I was watching TV the other night, just killing time until Bob, who was playing his WWII submarine game and had to sink one more freighter, would come to bed. They were talking about fashion and they mentioned the fashion sin of over-plucked eyebrows. They showed Pamela Anderson, who apparently is the poster child for over-plucking and then went on to mention that Whoopi Goldberg has no eyebrows. Which I admit, I never noticed.

I, of course, went for a number of months with no eyebrows or eyelashes or body hair. I learned to draw in eyebrows pretty well. The idea being that when you glanced at me I didn't have that boiled egg look, that perpetually surprised look I had without eyebrows. To draw in my eyebrows, which I admit I had not paid huge amounts of attention to before, I looked at other people's eyebrows. And eyebrows are weird.

First of all, human hair distribution is weird. Non-aquatic mammals tend to have hair. The ones that don't we think are weird. Like Chinese Crested dogs. And eyebrows are these two patches of fur (okay, one long patch of fur for some people) that are stuck between our eyes and our hairline. I know what they do. They act as gestural punctuation. They go up, they go down, they come together. When someone's face is a rest and the eyebrow rides on the edge of the orbit, the bone depression where the eye goes, they look okay. Raised they ride in the middle of the forehead and they are more clearly just these weird bars of hair stuck on our face. Sit at lunch with a group of friends when you are noticing eyebrows, and watching them go up and down, and thinking how hairless we are in general and how weird our distribution of body hair is (I mean, are they supposed to keep our brows warm and insulated?) and if you are like me, you'll find it very hard to concentrate on what people were saying.

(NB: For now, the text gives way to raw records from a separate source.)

PR #16473, opened 2026-08-26
Hide the unread reviews badge when the app cannot track review read status

kidinov:
Fixes WOOMOB-3918

The unread reviews count on the Menu tab and on the Reviews row never goes down. Merchant opens every review one by one, count stays the same, and it only clears after killing and reopening the app. `UnseenReviewsCountHandler` counts unread review rows in the WPCom notifications table without checking `SupportsReviewsReadStatus`, but everything that could mark those rows as read is gated on it. That check returns false on a Jetpack site once Woo-driven push has taken over, and also on any site that is not Jetpack at all, so application password stores are hit too. Push notifications keep writing the rows in both cases, so the app was showing a count it could never clear. Now the badge is gated on the same check, same as the unread filter and the unread bars in the list already are.

- Known gap: the check is read once per selected site, like every other caller. If Woo push registers while the app is in foreground the badge can stay until the next foreground. Making it reactive means making `SupportsReviewsReadStatus` reactive everywhere, which is a bigger change.

### Before / after

Reproduced on a real tablet, on a Jetpack store with Woo-driven push registered, which is the reported setup:

```
SITE_ID 256978663 | ORIGIN 1 (WPCOM_REST) | IS_JETPACK_CONNECTED 1  -> connectionType = Jetpack
push_token_256978663 present                                        -> isWooRegistered = true
```

Three unread review rows in the local DB, three pending reviews on the store. Before is the build without the fix, after is the same device and the same three rows, still unread.

| Before | After |
|---|---|
| Reviews row and Menu tab both show 3 | No badge on the Reviews row or the Menu tab |

Before, after opening all three reviews one by one and going back, the count is still 3:

Count still 3 after opening every review

The application password case was checked separately on an emulator and behaves the same way.

### Test steps

You need a store where the app can't track read status, so either a Jetpack store with Woo-driven push, or a self hosted one with application password. It also needs at least one review notification already in the local DB.

1. Open the app, go to the Menu tab.
2. Before: Reviews row and the Menu tab both show unread count. Open Reviews, open each review, go back, count is still there.
3. After: no badge on the Reviews row and no badge on the Menu tab. Orders badge still shows, so badges in general still work.
4. On a Jetpack store still on WPCom push the badge should appear as before, and still go down when you open a review.


WooCommerce/src/main/kotlin/com/woocommerce/android/notifications/UnseenReviewsCountHandler.kt
```diff
@@ -21,19 +23,23 @@ import javax.inject.Singleton
...
     @OptIn(ExperimentalCoroutinesApi::class)
     private val unseenReviewsCount: SharedFlow<Int> =
         selectedSite.observe()
             .filterNotNull()
             .flatMapLatest { site ->
-                wpComPushNotificationStore.observeNotificationsForSite(
-                    site = site,
-                    filterBySubtype = listOf(STORE_REVIEW.toString())
-                )
+                if (supportsReviewsReadStatus()) {
```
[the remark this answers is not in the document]
kidinov: @claude rejected: known and called out in the PR description. The window is one foreground session - Woo registration writes the token to DataStore, so the next launch reads the gate correctly. Making it reactive means exposing a Flow from SupportsReviewsReadStatus and subscribing to the plugin-support check for the whole activity lifetime, and the unread filter in ReviewListViewModel would need the same treatment. That belongs in its own change, not in this fix.

WooCommerce/src/main/kotlin/com/woocommerce/android/notifications/UnseenReviewsCountHandler.kt
```diff
@@ -21,19 +23,23 @@ import javax.inject.Singleton
...
+                    wpComPushNotificationStore.observeNotificationsForSite(
+                        site = site,
+                        filterBySubtype = listOf(STORE_REVIEW.toString())
+                    ).map { notifications -> notifications.count { !it.read } }
+                } else {
+                    flowOf(0)
```
malinajirka: ❓ On these stores, if the merchant has the Reviews list open and a new review comes in, the list won't refresh on its own any more — they'd have to pull to refresh. `ReviewListViewModel:236` re-fetches the list whenever this count changes, and now the count is always 0.

Intentional? Wdyt?

malinajirka (approved):

The code works as you intended, however, I'm honestly not sure this is the behavior users expect or want. Being notified about new product reviews feels like one of the important benefits of using the mobile app. The push notification still arrives, but there is nothing in the app itself which would tell the merchant something new is waiting. It seems like we are hiding it just because the server doesn't support telling us what has been read already. I understand the badge was wrong on these stores anyway, so this PR is definitely an improvement.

Sitting at lunch one day with friends, watching eyebrows, the world was briefly very strange. People looked odd. They didn't look like people I knew but like these animals with weird fur. There are a lot of ways to invoke this feeling of the strangeness of ourselves. Bob once pointed out to Adam (who was a kid at the time) that your tongue is really a little too wide to sit between your teeth. Adam said, yeah, it is. And then was self-consciously aware of his tongue for some time. Which is the whole point of the observation, of course. They laughed and kidded and then we rode in silence (we were on a car trip) and Adam had the annoying experience of really noticing his tongue.

Lying in bed last night, this sudden feeling that the world was awful, that everything was filled with malevolence, went away in just a moment or two. When I was younger, it sometimes used to persist for weeks. I never told anyone about it. I didn't know how. It never occurred to me that other people probably had the same experience. It took a long time for me to learn how to relax and let go of the feeling and I suspect that anti-depression medication played a part in that. It goes away. And my feeling that eyebrows were weird went away.